** EXERCISE PROMPT **
For the word "blob", report how many lines of the records below contain it, and nothing more.

** Opening GIVEN RECORDS block **

PR #2449, opened 2026-04-25
packet: never emit 1-byte truncated packet numbers

### LINKED ISSUE #2448: pkt_num_len can return 1 byte, leading to AEAD decryption failures under packet reorder
### Summary

`quiche/src/packet.rs::pkt_num_len` will choose a 1-byte truncated packet number when fewer than 128 packets are unacked. RFC 9000 §17.1 permits this, but it is unsafe in practice: if the receiver observes more than 128 packets reordered, the entire valid range of a 1-byte truncation collapses, and the decoded full packet number lands on the wrong candidate. The AEAD nonce is derived from the full packet number, so the receiver fails to decrypt an otherwise-good packet.

### Source

[`quiche/src/packet.rs::pkt_num_len`](https://github.com/cloudflare/quiche/blob/master/quiche/src/packet.rs#L569-L575):

```rust
pub fn pkt_num_len(pn: u64, largest_acked: u64) -> usize {
    let num_unacked: u64 = pn.saturating_sub(largest_acked) + 1;
    let min_bits = u64::BITS - num_unacked.leading_zeros() + 1;
    min_bits.div_ceil(8) as usize     // returns 1 when num_unacked < 128
}
```

The reference Go implementation, [quic-go](https://github.com/quic-go/quic-go), refuses 1-byte truncation for exactly this reason. From [`internal/protocol/packet_number.go#L41-L42`](https://github.com/quic-go/quic-go/blob/master/internal/protocol/packet_number.go#L41-L42):

> // it never chooses a PacketNumberLen of 1 byte, since this is too short under certain circumstances

### Field observation

Hit in production at https://viatrail.app — Cloudflare R2-served HTTP/3 tile fetches stalling on mobile. qlog shows clusters of `packet_dropped` with `trigger=payload_decrypt_error` on 1-RTT packets, with decoded PN offset from actual PN by exactly 256·*k* — the precise signature of 1-byte truncation ambiguity.

### Reproducer

https://github.com/dave/quiche-bug — Docker-based server (stock or patched via `--build-arg APPLY_PATCH=0|1`) plus Go HTTP/3 client using quic-go.

| Server | AEAD failures (90s, 8 workers) |
|---|---|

** Closing GIVEN RECORDS block **

** RESULT FOR THIS EXERCISE **
2